CosineDist | 0.008709s | 0.003046s | 2.8592 |

CorrDist | 0.012766s | 0.014199s | 0.8991 |

ChiSqDist | 0.007321s | 0.002042s | 3.5856 |

KLDivergence | 0.037239s | 0.033535s | 1.1105 |

RenyiDivergence(0) | 0.014607s | 0.009587s | 1.5237 |

RenyiDivergence(1) | 0.044142s | 0.040953s | 1.0779 |

RenyiDivergence(2) | 0.019056s | 0.012029s | 1.5842 |

RenyiDivergence(∞) | 0.014469s | 0.010906s | 1.3267 |

JSDivergence | 0.077435s | 0.081599s | 0.9490 |

BhattacharyyaDist | 0.009805s | 0.004355s | 2.2514 |

HellingerDist | 0.010007s | 0.004030s | 2.4832 |

WeightedSqEuclidean | 0.007435s | 0.002051s | 3.6254 |

WeightedEuclidean | 0.008217s | 0.002075s | 3.9591 |

WeightedCityblock | 0.007486s | 0.002058s | 3.6378 |

WeightedMinkowski | 0.024653s | 0.019632s | 1.2557 |

WeightedHamming | 0.008467s | 0.002962s | 2.8587 |

SqMahalanobis | 0.101976s | 0.031780s | 3.2088 |

Mahalanobis | 0.105060s | 0.031806s | 3.3032 |

We can see that using `colwise`

instead of a simple loop yields considerable gain (2x - 4x), especially when the internal computation of each distance is simple.
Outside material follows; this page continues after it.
PR #235, opened 2023-07-27
Use sdcard-module for building NVIDIA Jetson Orin images

mikatammi:
Use sdcard-module for building NVIDIA Jetson Orin images instead of make-disk-image and then extracting filesystems from that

Nonetheless, when the computation of a single distance is heavy enough (e.g. *KLDivergence*, *RenyiDivergence*), the gain is not as significant.

The table below compares the performance (measured in terms of average elapsed time of each iteration) of a straightforward loop implementation and an optimized implementation provided in *Distances.jl*. The task in each iteration is to compute a specific distance in a pairwise manner between columns in a `100-by-200`

and `100-by-250`

matrices, which will result in a `200-by-250`

distance matrix.

distance | loop | pairwise | gain |
---|---|---|---|

SqEuclidean | 0.022982s | 0.000145s | 158.9554 |

Euclidean | 0.022155s | 0.000843s | 26.2716 |

Cityblock | 0.022382s | 0.003899s | 5.7407 |

Chebyshev | 0.034491s | 0.014600s | 2.3624 |

Minkowski | 0.065968s | 0.046761s | 1.4107 |

Hamming | 0.021016s | 0.003139s | 6.6946 |

CosineDist | 0.024394s | 0.000828s | 29.4478 |

CorrDist | 0.039089s | 0.000852s | 45.8839 |

ChiSqDist | 0.022152s | 0.004361s | 5.0793 |

KLDivergence | 0.096694s | 0.086728s | 1.1149 |

RenyiDivergence(0) | 0.042658s | 0.023323s | 1.8290 |

RenyiDivergence(1) | 0.122015s | 0.104527s | 1.1673 |

RenyiDivergence(2) | 0.052896s | 0.033865s | 1.5620 |

RenyiDivergence(∞) | 0.039993s | 0.027331s | 1.4632 |

JSDivergence | 0.211276s | 0.204046s | 1.0354 |

BhattacharyyaDist | 0.030378s | 0.011189s | 2.7151 |

HellingerDist | 0.029592s | 0.010109s | 2.9273 |

WeightedSqEuclidean | 0.025619s | 0.000217s | 117.8128 |

WeightedEuclidean | 0.023366s | 0.000264s | 88.3711 |

WeightedCityblock | 0.026213s | 0.004610s | 5.6855 |

WeightedMinkowski | 0.068588s | 0.050033s | 1.3708 |

WeightedHamming | 0.025936s | 0.007225s | 3.5895 |

SqMahalanobis | 0.520046s | 0.000939s | 553.6694 |

Mahalanobis | 0.480556s | 0.000954s | 503.6009 |

For distances of which a major part of the computation is a quadratic form (e.g. *Euclidean*, *CosineDist*, *Mahalanobis*), the performance can be drastically improved by restructuring the computation and delegating the core part to `GEMM`

in *BLAS*. The use of this strategy can easily lead to 100x performance gain over simple loops (see the highlighted part of the table above).